In early December, I met with Cooperativa Ambio, an NGO working in Chiapas, Mexico that uses the proceeds from carbon credit sales to help rural farmers and community groups in preventing forest loss, launching reforestation projects, and supporting sustainable agricultural practices. My goal was to find out from the farmers themselves how they have benefited from participating in these climate change mitigation projects.
An example of the land management practices supported by Cooperativa Ambio: replanted forest on the left, corn crops in the middle and coffee on the right.
Cooperativa Ambio's program, Scolel'te ("the tree that grows" in the Tzeltal language) is the longest running program based on the Plan Vivo Standard. This standard contains guidelines that allow community land use and forestry projects that improve local livelihoods and mitigate climate change to earn and sell carbon credits. Scolel'te works with over 1300 smallholders and 9 community groups to manage, protect and restore 9,049 hectares of land in Chiapas, about four times the size of Victoria, BC. Their project has generated over half a million sales of carbon credits since its inception in 1997.
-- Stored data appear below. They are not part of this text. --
PR #32, opened 2026-04-27
Eko 227/3b1 handle added messages

Iam-Ebuka:
test: red - inserts a document on added message
test: green - inserts a document on added message
test: red - returns a single document by id
test: green - returns a single document by id
refactor: used helper function withId in reactiveStore

https://linear.app/ekohacks/issue/EKO-227/3b1-handle-added-messages

### DIFF
--- a/client/reactiveStore.ts
+++ b/client/reactiveStore.ts
@@ -22,12 +22,8 @@ export class ReactiveStore {
         break;
 
       case 'changed':
-        // handle changed message
-        break;
-
       case 'removed':
-        // handle removed message
-        break;
+        throw new Error(`Not implemented: ${msg.type}`);
 
       default:
         assertNever(msg);
--- a/client/reactiveStore.ts
+++ b/client/reactiveStore.ts
@@ -2,25 +2,44 @@ import { DataMsg } from '../shared/protocol.ts';
 
 type StoredDoc = Record<string, unknown>;
 
-function withId(id: string, fields: StoredDoc): StoredDoc & { _id: string } {
-  return { _id: id, ...fields };
+type StoredDocWithId = StoredDoc & { _id: string };
+
+function withId(id: string, fields: StoredDoc): StoredDocWithId {
+  return { ...fields, _id: id };
+}
+
+function assertNever(x: never): never {
+  throw new Error(`Unexpected value: ${JSON.stringify(x)}`);
 }
 
 export class ReactiveStore {
-  private serverMessages = new Map<string, Record<string, unknown>>();
+  private docs = new Map<string, Record<string, unknown>>();
 
   handleMessage(msg: DataMsg): void {
-    if (msg.type === 'added') {
-      this.serverMessages.set(msg.id, msg?.fields ?? {});
+    switch (msg.type) {
+      case 'added':
+        this.docs.set(msg.id, msg.fields ?? {});
+        break;
+
+      case 'changed':
+        // handle changed message
+        break;
+
+      case 'removed':
+        // handle removed message
+        break;
+
+      default:
+        assertNever(msg);
     }
   }
 
   getAll(): StoredDoc[] {
-    return Array.from(this.serverMessages.entries()).map(([id, fields]) => withId(id, fields));
+    return Array.from(this.docs.entries()).map(([id, fields]) => withId(id, fields));
   }
 
   getById(id: string): StoredDoc | undefined {
-    const fields = this.serverMessages.get(id);
+    const fields = this.docs.get(id);
     if (fields) {
       return withId(id, fields);
     }
--- a/client/reactiveStore.ts
+++ b/client/reactiveStore.ts
@@ -1,0 +1,18 @@
+import { DataMsg } from '../shared/protocol.ts';
+
+export class ReactiveStore {
+  private serverMessages = new Map<string, Record<string, unknown>>();
+
+  handleMessage(msg: DataMsg): void {
+    if (msg.type === 'added') {
+      this.serverMessages.set(msg.id, msg?.fields ?? {});
+    }
+  }
+
+  getAll(): Record<string, unknown>[] {
+    return Array.from(this.serverMessages.entries()).map(([id, fields]) => ({
+      _id: id,
+      ...fields,
+    }));
+  }
+}
--- a/client/reactiveStore.ts
+++ b/client/reactiveStore.ts
@@ -1,5 +1,11 @@
 import { DataMsg } from '../shared/protocol.ts';
 
+type StoredDoc = Record<string, unknown>;
+
+function withId(id: string, fields: StoredDoc): StoredDoc & { _id: string } {
+  return { _id: id, ...fields };
+}
+
 export class ReactiveStore {
   private serverMessages = new Map<string, Record<string, unknown>>();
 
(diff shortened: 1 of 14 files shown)


KevinOrfas:
## First pass on 3.B.1

A Few things I'd want to read with you rather than tell you straight.

`withId`, the spread. `{ _id: id, ...fields }`. Read it slowly and ask which `_id` wins when `fields` has one of its own. Spread order matters: whichever side comes second overrides the first. So if a server `added` message ever ships a `_id` inside `fields`, the parameter you carefully passed in is the one that loses. Whether that's right depends on what you decide the DDP envelope is meant to mean. My read: the envelope is the source of truth on identity, not the body. A test with `id: 'a'` and `fields: { _id: 'b' }` will tell you which way round you've actually wired it.

`handleMessage`, the line `this.serverMessages.set(msg.id, msg?.fields ?? {})`. Two guards stacked. Open `shared/protocol.ts` (or wherever `DataMsg` lives) and look at the `added` variant. The type is already telling you something. `msg` is non nullable here because it's a typed parameter, so the `?.` is doing nothing the compiler hasn't already done. The `?? {}` is the only one that could still earn its keep, and it earns it only if `fields` is actually optional on `added`. If `fields` is required on the type, the fallback is dead code. If it's optional, `?? {}` stays and `?.` goes. Worth checking which it is.

`serverMessages` as a name. Map holds fields, not messages. Reads slightly off today. Once 3.B.3 lands and `changed` and `removed` are also writing into the same map, "messages" starts to lie out loud. The map is a collection of documents keyed by id, so `documents` (or `docs`) reads truer. Cosmetic, but the kind of thing that's painless now and irritating in two stories.

The branch shape. `handleMessage` does something on `added` and silently returns on everything else. `DataMsg` grows in 3.B.3. Sit with the question of where you'd want a forgotten branch to surface: at build, in tests, or in production. The pattern that pays best here is a `switch` on `msg.type` with a `default` arm that does `const _: never = msg`. TypeScript refuses to compile the moment a new variant is added to the union without a matching case. You get the warning the second you touch `DataMsg` in 3.B.3, not the third time someone debugs why `removed` events aren't doing anything. The same question gets sharper once 3.B.2 lands, because then a missed branch doesn't just skip storage, it skips firing the change event too, which is a much quieter bug to chase.

`withId` is typed `StoredDoc & { _id: string }`. `getAll()` is typed `StoredDoc[]`. Put those two next to each other and ask what a consumer of `getAll()` sees on hover. They get back `Record<string, unknown>[]`, not the precise type the helper just guaranteed. The intersection type that `withId` produces gets discarded at the function boundary. Two ways out: change the return type of `getAll()` to `Array<StoredDoc & { _id: string }>`, or pull a named alias (`type StoredDocWithId = ...`) and use it on both. Either keeps the helper's promise visible to the caller.

Tests read clean. Indentation on the second `it` drifts, prettier handles it.

Of the five, the spread order is the only one that can produce a wrong answer at runtime today. The rest is the code asking you what kind of code it wants to be. Curious which one you reach for first.

KevinOrfas:
## Third pass

Most of it landed. Three things still want a look.

`withId`. Spread is the right way round now, envelope wins. Fix is in but nothing in the tests is holding it in place. A single assertion with `id: 'a'` and `fields: { _id: 'b' }` against `getById('a')` would lock the contract so a future refactor can't quietly flip the order back. Worth adding while you're here.

The switch with `assertNever`. Nice. That's the shape that catches a missing variant at compile time. Now read the two empty branches:

```ts
case 'changed':
  // handle changed message
  break;

case 'removed':
  // handle removed message
  break;
```

What does the safety net actually catch in 3.B.3? `assertNever` only fires when a new variant is added to `DataMsg`. The cases for `changed` and `removed` already exist, so if 3.B.3 ships and forgets to fill `'changed'` in, the compiler stays quiet and a `changed` message arriving at runtime does nothing. The empty branches let the work look done from the type system's point of view. Two ways to keep the net working. Delete the empty cases entirely, so `assertNever` catches them at runtime today and the compiler catches them in 3.B.3 the moment you put them back. Or fill them with `throw new Error('not yet handled')` so anything arriving early fails loudly. Either gives you the signal you set up the switch for in the first place.

`StoredDocWithId` alias. You pulled it out, good. It only lands on `withId`'s return type though. `getAll(): StoredDoc[]` and `getById(): StoredDoc | undefined` still hide the `_id` from callers. The alias is sitting right there waiting. Putting it on both public signatures means consumers see the contract the helper is already enforcing.

Tests. Indentation on the second `it` still drifts, prettier on save sorts it.

The spread test is the one I'd most want in this PR before merge. The other two are cheap. Curious which order you want to tackle them.

KevinOrfas:
## Quick follow up on the empty cases

Want to walk the switch question one step further, because reading my own comment back I was a bit indirect about what's actually at stake.

The `assertNever(msg)` in the default arm catches one thing well: a new variant added to `DataMsg` with no matching `case`. The compiler stops you. That's the whole win of an exhaustive switch.

What it cannot see is a `case` arm that exists but does nothing. The arm satisfies the union as far as the type system is concerned. The default never runs. The compiler is happy.

So picture 3.B.3. You sit down to handle `changed` and `removed`. Empty stubs are already there. You write the `changed` body, run the tests, they go green. You move on. The `removed` stub is still empty. Nothing in the build, nothing in the type checker, nothing in the existing tests is going to tell you. A `removed` message arrives at runtime, the store keeps the document, a view shows a ghost. You only find that one in code review or by writing the test that catches it before you've written the code.

Likely you would catch it. Story's literally called "handle changed and removed", you'd see both stubs. But the design today asks you to remember. The exhaustive switch was supposed to take that job off your plate.

The cheap move: delete the two empty cases. `assertNever(msg)` then does two jobs at once. Right now, if anything ever did send a `changed` or `removed` (server doesn't yet, but if it did), the function throws loudly instead of silently swallowing. And in 3.B.3, the moment you reach for `'changed'` or `'removed'` you'll be adding the case back with a real body, because the compiler will refuse to build without it.

Tiny code change, makes the safety net actually catch what you set it up to catch.

KevinOrfas:
## Fourth pass

The empty case fix is exactly the shape. `case 'changed': case 'removed': throw`. Falls through to one body, anything arriving at runtime fails loud, 3.B.3 will trip the moment it tries to make a real `changed` or `removed` test pass. Clean.

Two from the third pass still open.

Spread test. The fix is in the code (`{ ...fields, _id: id }`) but the test suite doesn't know about it. Right now if someone flipped that line back the way it was, nothing in `reactiveStore.test.ts` would catch it. A single assertion locks it in:

```ts
store.handleMessage({
  type: 'added',
  collection: 'files',
  id: 'envelope-id',
  fields: { _id: 'body-id', name: 'thing.bam' },
});
expect(store.getById('envelope-id')).toEqual({ _id: 'envelope-id', name: 'thing.bam' });
```

If the spread were the wrong way round, that assertion fails. That's the contract you decided when you flipped the order, written down in a way the next person can't quietly undo.

`StoredDocWithId` at the boundary. You pulled the alias out, applied it to `withId`'s return. `getAll(): StoredDoc[]` and `getById(): StoredDoc | undefined` are still typed in terms of the looser `StoredDoc`. The helper guarantees the `_id`, the public API hides it. Switch the two return signatures over and consumers see the contract you've actually got.

Indentation on the second `it` still drifts. Prettier handles it on save.

Both small. The spread test is the one that matters for protecting the runtime fix you just made.

KevinOrfas (approved):

PR #33, opened 2026-04-27
Eko 226/3b2 emit change events

Iam-Ebuka:
- test: red - calls registered listeners when a document is added
- test: green - calls registered listeners when a document is added
- test: red - stops calling the listener after off() is called
- test: green - stops calling the listener after off() is called

https://linear.app/ekohacks/issue/EKO-226/3b2-emit-change-events

### DIFF
--- a/client/reactiveStore.ts
+++ b/client/reactiveStore.ts
@@ -21,7 +21,7 @@ export class ReactiveStore {
     switch (msg.type) {
       case 'added':
         this.docs.set(msg.id, msg.fields ?? {});
-        this.emitter.emit('change', null);
+        this.emitter.emit('change');
         break;
 
       case 'changed':
--- a/client/reactiveStore.ts
+++ b/client/reactiveStore.ts
@@ -22,12 +22,8 @@ export class ReactiveStore {
         break;
 
       case 'changed':
-        // handle changed message
-        break;
-
       case 'removed':
-        // handle removed message
-        break;
+        throw new Error(`Not implemented: ${msg.type}`);
 
       default:
         assertNever(msg);
--- a/client/reactiveStore.ts
+++ b/client/reactiveStore.ts
@@ -2,25 +2,44 @@ import { DataMsg } from '../shared/protocol.ts';
 
 type StoredDoc = Record<string, unknown>;
 
-function withId(id: string, fields: StoredDoc): StoredDoc & { _id: string } {
-  return { _id: id, ...fields };
+type StoredDocWithId = StoredDoc & { _id: string };
+
+function withId(id: string, fields: StoredDoc): StoredDocWithId {
+  return { ...fields, _id: id };
+}
+
+function assertNever(x: never): never {
+  throw new Error(`Unexpected value: ${JSON.stringify(x)}`);
 }
 
 export class ReactiveStore {
-  private serverMessages = new Map<string, Record<string, unknown>>();
+  private docs = new Map<string, Record<string, unknown>>();
 
   handleMessage(msg: DataMsg): void {
-    if (msg.type === 'added') {
-      this.serverMessages.set(msg.id, msg?.fields ?? {});
+    switch (msg.type) {
+      case 'added':
+        this.docs.set(msg.id, msg.fields ?? {});
+        break;
+
+      case 'changed':
+        // handle changed message
+        break;
+
+      case 'removed':
+        // handle removed message
+        break;
+
+      default:
+        assertNever(msg);
     }
   }
 
   getAll(): StoredDoc[] {
-    return Array.from(this.serverMessages.entries()).map(([id, fields]) => withId(id, fields));
+    return Array.from(this.docs.entries()).map(([id, fields]) => withId(id, fields));
   }
 
   getById(id: string): StoredDoc | undefined {
-    const fields = this.serverMessages.get(id);
+    const fields = this.docs.get(id);
     if (fields) {
       return withId(id, fields);
     }
--- a/client/reactiveStore.ts
+++ b/client/reactiveStore.ts
@@ -33,11 +33,11 @@ export class ReactiveStore {
     }
   }
 
-  getAll(): StoredDoc[] {
+  getAll(): StoredDocWithId[] {
     return Array.from(this.docs.entries()).map(([id, fields]) => withId(id, fields));
   }
 
-  getById(id: string): StoredDoc | undefined {
+  getById(id: string): StoredDocWithId | undefined {
     const fields = this.docs.get(id);
     if (fields) {
       return withId(id, fields);
--- a/client/reactiveStore.ts
+++ b/client/reactiveStore.ts
@@ -30,7 +30,11 @@ export class ReactiveStore {
     return undefined;
   }
 
-  onChange(listener: () => void): void {
+  onChange(listener: () => void): () => void {
     this.emitter.on('change', listener);
+
+    return () => {
+      this.emitter.off('change', listener);
+    };
   }
 }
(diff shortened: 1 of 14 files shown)


KevinOrfas (commented):
## Reading the diff

- The red-green-red-green commit shape made it easy to follow what each step was for, and to see that 3.B.1's tests still pass on top.
- Listener signature stays no-arg, so the protocol shape doesn't leak into the UI contract.
- Emit fires *after* `this.docs.set(...)`. That ordering matters: if emit ran first, listeners would call `getAll()` and read the *old* state because the Map hasn't been updated yet. Mutate first, emit second is the safe order, and that's how it lands here.
- Reusing the existing EventEmitter means `outputTracker.ts` didn't need touching, which keeps the diff tight to the story.
- The returned `off()` closes over the same `listener` reference passed into `emitter.on`. That's the bit that makes unregister actually work, because the EventEmitter matches by reference.

## Things to tighten before merge

### The `null` payload

```ts
this.emitter.emit('change', null);
```

The listener takes no arguments, so `null` is along for the ride. The shape is forced by the EventEmitter's signature `emit(eventType, data: unknown)`. Two ways out:

- Make `data` optional on `EventEmitter.emit` so callers can write `this.emitter.emit('change')`. Small change, helps every future caller.
- Leave it, treat the `null` as the EventEmitter's quirk to fix another day.

What feels right to you? If you do touch the emitter, keep it to that one parameter so the diff matches the story title.

### Coverage gaps worth ironing in this PR

Three behaviours aren't covered by a test yet. Better to lock them down here than carry them into 3.B.3.

**1. Multiple listeners both fire on the same change.**

Quick orientation on what that means. Inside `EventEmitter` (`server/infrastructure/outputTracker.ts`):

```ts
private handlers: Map<string, ((data: unknown) => void)[]> = new Map();
```

`handlers` is the *registry*, the place where listeners are stored. It maps an event name like `'change'` to an *array of listener functions*. When you call `onChange(fn)`, that `fn` gets pushed onto the array under `'change'`. When `emit('change', ...)` runs, the code loops the array and calls each function in turn.

Today, two listeners both firing works because the storage shape is an array. No test asserts it. Picture a future refactor:

- Someone rewrites `handlers` as `Map<string, listener>` thinking 'we only ever have one listener per event.' A second `onChange` call now silently overwrites the first.
- Someone swaps the array for a `Set` thinking 'Sets are tidier.' Sets dedupe by reference, so passing the same function twice keeps only one copy, and listener counts stop matching `onChange` call counts.

Either change passes the existing tests and quietly breaks the contract. A test that registers two listeners and asserts both got called turns the implicit guarantee into an explicit one.

**2. `off()` called twice doesn't crash.**

Today it doesn't, because `indexOf` returns -1 the second time and the splice is guarded. A one-liner test keeps that guarantee load-bearing rather than incidental. Without the test, a future tidy of `off` could remove the guard and nothing would notice.

**3. Listener fires per mutation, not per read.**

A test that calls `getAll()` between mutations and watches the count stay flat would make this explicit. Cheap to add, makes the contract obvious to the next reader.

### Latent double-fire bug when the same listener is registered twice

This one is worth fixing in this PR, not flagging for later. Here's the shape:

```ts
const fn = () => console.log('hi');
const off1 = store.onChange(fn);
const off2 = store.onChange(fn);

store.handleMessage({ type: 'added', ... });
// 'hi' prints TWICE because fn is in the array twice

off1();
// fn is still in the array, one copy remains

store.handleMessage({ type: 'added', ... });
// 'hi' still prints, even though we thought we cleaned up
```

`EventEmitter.on` pushes onto the array unconditionally, so the same function reference can sit in there many times. `off()` uses `indexOf`, which finds the first match and removes only one copy. The visible symptoms when this bites: duplicate re-renders, listeners that won't go away after teardown.

It hasn't bitten yet because nothing in the codebase double-registers. But the moment a real UI consumer wires this up it can, especially in patterns where a `useEffect` runs twice on mount or a component re-renders before its cleanup ran. That's the kind of bug you only catch in production when something feels off and you spend an afternoon tracing why a handler runs four times.

Two clean ways to close it:

1. *Dedupe at registration in `EventEmitter.on`.* Before pushing, check if the handler is already in the array. If yes, no-op. Smallest change, and it sets the principle that 'registering twice has the same effect as registering once' across every caller of this class.

2. *Wrap in `ReactiveStore.onChange`.* The store keeps a `Set<listener>` of its own. Adding a listener that's already in the Set is a no-op, and the `off()` returned is the same regardless of how many `onChange(fn)` calls happened. Keeps the emitter alone, contains the change to this story.

My lean is option 1. The fix is small, the test is small, and it removes the bug class from every other caller of `EventEmitter` rather than just this one. Curious how you read it.

## Memory leak shape to keep in mind

The risk this PR carries doesn't live in the PR itself, it lives in whoever uses `onChange`. If a consumer registers a listener and never calls the returned `off()`, the listener stays in the array forever. Every mount-unmount cycle stacks another dead listener and the leak grows. We hit the same shape at the socket layer in 3.A.4 (PR #31, the disconnect-leak fix), where the integration test asserts that the listener count drops to zero after disconnect. That same test pattern is the one to reach for when `onChange` gets wired into a real component.

KevinOrfas:
## Follow-up: memory leak shape and where the fix lives

Splitting this out from the main review because it's less about the diff and more about the next step that this `onChange` API opens up. Worth reading once the rest of the review is in.

### Why `ReactiveStore` can't fix the leak on its own

The store has no signal for 'the consumer is done.' React components mount and unmount. Svelte stores get destroyed. Vanilla JS callers lose their reference. None of that is visible from inside `ReactiveStore`, so the store cannot unilaterally clean up on the consumer's behalf. The discipline has to live where the consumer's lifecycle lives.

Same constraint as 3.A.4. The publication manager couldn't clean itself up either, the socket disconnect event was the lifecycle hook that did it. Same shape here, different layer.

### Where the fix actually lives

Two places, in this order.

**1. In the consumer's lifecycle binding.**

When the first real consumer of `onChange` ships (a React hook, a Svelte store wrapper, whatever), it pairs `onChange` with the consumer's teardown signal:

```ts
// React
useEffect(() => store.onChange(rerender), [store]);
// The function returned by onChange is what React calls on unmount.

// Svelte
onDestroy(store.onChange(rerender));

// Vanilla
const off = store.onChange(rerender);
element.addEventListener('disconnect', off);
```

The pattern: the framework already has a teardown event, and `onChange`'s return value plugs straight into it. If you forget to return it, the framework can't clean up, and the leak surfaces in tests.

**2. In the consumer's tests.**

The proof is the same one PR #31 used at the socket layer: assert listener count drops to zero after teardown.

```ts
it('removes its listener on unmount', () => {
  const store = new ReactiveStore();
  const { unmount } = render(<MyComponent store={store} />);

  expect(store.listenerCount()).toBe(1);

  unmount();

  expect(store.listenerCount()).toBe(0);
});
```

That test stays red until the cleanup is wired correctly. Exact shape as the disconnect-leak test from PR #31, translated to the mount lifecycle.

### One small move that would help the future test

`ReactiveStore` could expose `listenerCount()` as a thin pass-through to `this.emitter.listenerCount('change')`. Three lines, zero behaviour change for current callers, and it means the consumer's leak test doesn't have to reach into the emitter directly.

Optional. If you'd rather keep this PR tight to the story, the test can read off the emitter directly when the consumer lands. Both work. Curious which feels right.

KevinOrfas (approved):

KevinOrfas (approved):
All review points addressed. Approving. Posted a small follow-up tidy at #34, stacked on this branch — merge that after this one lands on main.

PR #687, opened 2022-10-18
Add build arch to build info

hanxiaop:


files/common/scripts/report_build_info.sh
```diff
@@ -44,3 +44,4 @@ echo "istio.io/pkg/version.buildGitRevision=${BUILD_GIT_REVISION}"
 echo "istio.io/pkg/version.buildStatus=${tree_status}"
 echo "istio.io/pkg/version.buildTag=${GIT_DESCRIBE_TAG}"
 echo "istio.io/pkg/version.buildHub=${HUB}"
+echo "istio.io/pkg/version.buildArch=${TARGET_ARCH}"
```
howardjohn, line 47: TARGET_ARCH is not always used; gobuild.sh is actually using BUILD_GOOS

Also do we want to make it linux/amd64 or something? Or add the linux part somehwere?

hanxiaop: @howardjohn Thanks

howardjohn (approved):

PR #703, opened 2022-11-03
fix: excludes Ruby env vars

bartoszmajsak:
When using tools such as `rvm` host env variables contain e.g. `GEM_HOME` and `GEM_PATH`. These might differ with what is expected by the container. 

As a consequence running tests lead to errors such as

```
build-tools:/work$ fpm
/usr/lib/ruby/vendor_ruby/rubygems.rb:265:in `find_spec_for_exe': can't find gem fpm (>= 0.a) with executable fpm (Gem::GemNotFoundException)
	from /usr/lib/ruby/vendor_ruby/rubygems.rb:284:in `activate_bin_path'
	from /usr/local/bin/fpm:25:in `<main>'
```

This PR excludes `rvm`-related variables.


howardjohn (approved):
/ok-to-test

PR #710, opened 2022-11-09
Copy change from istio/istio/41872 to prevent override

ericvn:
Also cherry pick to 1.16 as the mentioned PR was as well.


howardjohn (approved):
thanks, I forgot about this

Yaluma community members gather in a plot of reforested land
Where rainforest meets mountains, highlands and ocean, Chiapas is one of the most ecologically diverse states in Mexico. It is also the most impoverished state, where 50% of the population live in rural communities, without many of the services or access to markets other Mexicans may have. Our first stop was the town of Yaluma, a village of approximately 2500 people, 2 hours from the popular tourist town of San Cristobal de las Casas. Yaluma is home to one of the longest-running reforestation projects in the Scolel'te Project. We met with the community members who originally planted the trees and those that currently take care of the forest, to find out why they chose to participate in Ambio's projects and how they have benefited from the woods.